Although guidance from higher levels of governments would be helpful in advancing deconstruction, it is individual cities and towns which control most building and demolition permitting.

Deconstruction’s most significant progress can be seen in Europe, home to several examples of new projects created from deconstructed materials.

In Copenhagen, a new housing development called Resource Rows reduced its carbon impact by as much as 60 per cent by reusing material from a former Carlsberg brewery, including sections of brick cut and made into a patchwork of exterior panels. Project architect Anders Lendager says 463 tonnes of material waste was made useful.

The 2019 World Building of the Year award was given to the transformation of a train shed built in the 1930s in the city of Tilburg, Netherlands, into a new public library and learning centre. Much of the original form was preserved, minimizing the amount of new materials while giving the final design a raw, open and contemporary look.

The City of London has published guidelines requiring large construction projects to complete both whole-lifecycle carbon assessments and circular economy statements. These must demonstrate the reduction of new material demands in the project, while also accounting for building materials, components and products to be disassembled and reused at the end of their useful life.

The shift towards mandated deconstruction is finding its way to North America, starting with homebuilding.

Backed by the U.S. Department of Housing and Urban Development, the Partnership for Advanced Technology in Housing is a public-private effort to develop “the next generation of American housing.” Its Guide to Deconstruction is seen as an innovation tool advancing this new approach to redevelopment.

Portland, Oregon adopted a deconstruction ordinance in 2016 that requires residential homes built in 1940 or earlier be “deconstructed” rather than demolished. The list of cities with similar ordinances now includes Milwaukee, San Antonio, the cities of Palo Alto and San José in California, and several more.

Canadian municipalities on Canada’s West Coast have come up with their own versions of deconstruction mandates.

Burnaby, B.C., charges a deposit capped at $50,000 for the demolition of buildings larger than 22,000 square feet. The deposit is refunded if a compliance report, complete with receipts from recycling facilities, establishes that at least 70 per cent of the material was recycled.
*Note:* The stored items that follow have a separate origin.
PR #6321, opened 2025-07-06
chore: factor out AUMID creation

Nerixyz:
From https://github.com/Chatterino/chatterino2/pull/6320#issuecomment-3041252899 - it's always bad to have the same string twice if you can avoid it.

This factors out the AUMID to be in `Version` instead of being created in `Toasts` as well as being spelled out in `main`.

### DIFF
--- a/src/common/Version.cpp
+++ b/src/common/Version.cpp
@@ -36,6 +36,11 @@ Version::Version()
 
     this->generateBuildString();
     this->generateRunningString();
+
+#ifdef Q_OS_WIN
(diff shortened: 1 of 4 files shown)


pajlada (approved):

pajlada:
the `WinToast::configureAUMI` function confused me - I was thinking you missed that but apparently it just builds the AUMI string

Nerixyz:
> the `WinToast::configureAUMI` function confused me - I was thinking you missed that but apparently it just builds the AUMI string

Right, it should probably be `formatAUMI`... some day 😀

Issue #6313, opened 2025-07-03
highlighted system messages don't respect unstable-set-user-color


Felanbird:
### Checklist

- [x] I'm reporting a problem with Chatterino
- [ ] I've verified that I'm running **the most** recent nightly build or stable release
- [x] I've looked for my problem on the [wiki](https://wiki.chatterino.com/Help/)
- [x] I've searched the [issues and pull requests](https://github.com/Chatterino/chatterino2/issues?q=) for similar looking reports

### Describe your issue

yes I know this is an UNSTABLE command that's been basically forgotten, but someone asked in the discord as they wanted to change the cyan of someone, which is normalized to the exact same cyan that I force changed brian the day he changed, so at least 2 of us hate it.

### Screenshots

![Image](https://github.com/user-attachments/assets/2a45a72b-7c2f-44bf-bc3e-a7f76645cedc)

### OS and Chatterino Version

Chatterino Nightly 2.5.2 (commit fb375e14) built on 2025-03-13 with Qt 6.7.1, MSVC 194334808, Crashpad Running on Windows 10 Version 22H2, kernel: 10.0.19045

PR #6322, opened 2025-07-06
fix: correctly override user color in sub gifts

pajlada:
This PR adds a helper function to figure out what color a user should have.

It reads from these sources, in order
1. UserDataController
2. A custom provided color
3. From ChannelChatters

I've also added some tests, including some IRCMessageHandler snapshot tests to support testing this a bit

Works towards fixing https://github.com/Chatterino/chatterino2/issues/6313 but doesn't actually fix it


pajlada:
image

It’s not exactly the same as deconstruction, but it’s an effort.

Port Moody sets higher levels for recycling; 100 per cent for clean uncontaminated wood and at least 85 per cent for everything else.

Although ordinances are not currently in place in Toronto, deconstruction is a growing trend. For example, a former abattoir in the city centre will be replaced by a million square feet of new apartments across five buildings.

The original red brick made in the Don Valley more than 100 years ago, along with portions of the concrete foundation, will form retaining walls. Steel chimneys will be transformed into planters.

Time and labour are challenges to deconstruction. Going forward, experts believe the key will be designing buildings for eventual disassembly. Much discussed is the concept of “material passports,” a digital database of all materials going into a building at its creation, allowing the future use of those materials to be easily determined.

Steel is a strong candidate for this approach. Some analysis suggests 70 per cent of the energy and 80 per cent of greenhouse gas emissions could be reduced using as-is steel components versus melting the material for recycling and reforming.

Leonora Eberhardt of Danish civil engineering firm Cowi, told the BBC she hopes the built environment will become an asset to be shepherded and passed down to future generations, rather than a physical asset to be owned today.

That vision can be realized if more individual municipalities embrace and mandate the concept of deconstruction.